# [ABOUT THIS TASK]
Within these entries, which lines include the string "then"? Copy each one.

# [DATA PROVIDED]
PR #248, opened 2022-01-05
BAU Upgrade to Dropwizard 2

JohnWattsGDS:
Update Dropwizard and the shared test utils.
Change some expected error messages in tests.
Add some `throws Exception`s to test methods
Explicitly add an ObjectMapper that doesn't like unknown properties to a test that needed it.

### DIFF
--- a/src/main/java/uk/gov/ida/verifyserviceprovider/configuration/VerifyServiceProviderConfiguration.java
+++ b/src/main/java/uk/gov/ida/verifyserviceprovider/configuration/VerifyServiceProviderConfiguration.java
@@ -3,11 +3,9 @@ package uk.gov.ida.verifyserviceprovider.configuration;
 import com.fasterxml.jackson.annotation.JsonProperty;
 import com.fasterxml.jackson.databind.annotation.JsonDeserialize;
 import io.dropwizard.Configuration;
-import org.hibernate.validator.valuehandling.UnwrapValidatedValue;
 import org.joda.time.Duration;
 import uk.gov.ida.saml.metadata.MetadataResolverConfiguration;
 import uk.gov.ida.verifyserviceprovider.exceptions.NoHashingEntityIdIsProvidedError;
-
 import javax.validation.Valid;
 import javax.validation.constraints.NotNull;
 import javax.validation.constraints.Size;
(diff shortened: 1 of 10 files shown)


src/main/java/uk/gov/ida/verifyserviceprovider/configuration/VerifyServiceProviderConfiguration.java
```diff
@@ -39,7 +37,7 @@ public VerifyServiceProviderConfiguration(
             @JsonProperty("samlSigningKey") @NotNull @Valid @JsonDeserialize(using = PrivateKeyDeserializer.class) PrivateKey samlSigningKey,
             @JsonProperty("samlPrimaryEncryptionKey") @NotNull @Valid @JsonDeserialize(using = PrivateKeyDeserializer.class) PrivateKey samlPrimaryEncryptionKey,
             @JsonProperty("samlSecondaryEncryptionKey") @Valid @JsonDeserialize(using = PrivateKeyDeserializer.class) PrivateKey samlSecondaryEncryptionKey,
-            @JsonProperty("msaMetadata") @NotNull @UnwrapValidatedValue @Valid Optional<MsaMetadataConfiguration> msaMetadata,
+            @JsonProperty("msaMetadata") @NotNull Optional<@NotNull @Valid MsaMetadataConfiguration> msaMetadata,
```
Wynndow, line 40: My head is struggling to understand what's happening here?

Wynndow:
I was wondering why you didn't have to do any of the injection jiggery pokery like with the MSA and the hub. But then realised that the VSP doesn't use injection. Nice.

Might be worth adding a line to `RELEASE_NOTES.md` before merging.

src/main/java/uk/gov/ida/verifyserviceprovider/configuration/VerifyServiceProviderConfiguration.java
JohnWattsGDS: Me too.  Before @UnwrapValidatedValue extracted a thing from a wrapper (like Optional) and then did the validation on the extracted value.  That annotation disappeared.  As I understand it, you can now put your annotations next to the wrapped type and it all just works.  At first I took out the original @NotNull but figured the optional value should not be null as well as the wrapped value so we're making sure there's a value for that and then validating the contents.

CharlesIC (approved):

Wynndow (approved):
...
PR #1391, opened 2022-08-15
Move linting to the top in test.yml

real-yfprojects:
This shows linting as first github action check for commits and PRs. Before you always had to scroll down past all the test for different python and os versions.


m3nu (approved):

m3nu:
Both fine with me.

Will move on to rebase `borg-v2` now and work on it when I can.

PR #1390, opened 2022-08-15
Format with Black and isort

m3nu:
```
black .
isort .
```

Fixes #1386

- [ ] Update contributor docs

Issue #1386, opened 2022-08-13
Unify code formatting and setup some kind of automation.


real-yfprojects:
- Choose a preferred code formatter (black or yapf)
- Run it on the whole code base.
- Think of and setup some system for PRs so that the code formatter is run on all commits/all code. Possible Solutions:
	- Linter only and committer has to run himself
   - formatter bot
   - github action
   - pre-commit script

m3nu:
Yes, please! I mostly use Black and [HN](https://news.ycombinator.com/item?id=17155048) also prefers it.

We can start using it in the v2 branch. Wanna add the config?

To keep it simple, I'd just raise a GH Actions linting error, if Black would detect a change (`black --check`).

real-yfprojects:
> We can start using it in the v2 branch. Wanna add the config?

# [PROBLEM SOLUTION]
I was wondering why you didn't have to do any of the injection jiggery pokery like with the MSA and the hub. But then realised that the VSP doesn't use injection. Nice.
JohnWattsGDS: Me too.  Before @UnwrapValidatedValue extracted a thing from a wrapper (like Optional) and then did the validation on the extracted value.  That annotation disappeared.  As I understand it, you can now put your annotations next to the wrapped type and it all just works.  At first I took out the original @NotNull but figured the optional value should not be null as well as the wrapped value so we're making sure there's a value for that and then validating the contents.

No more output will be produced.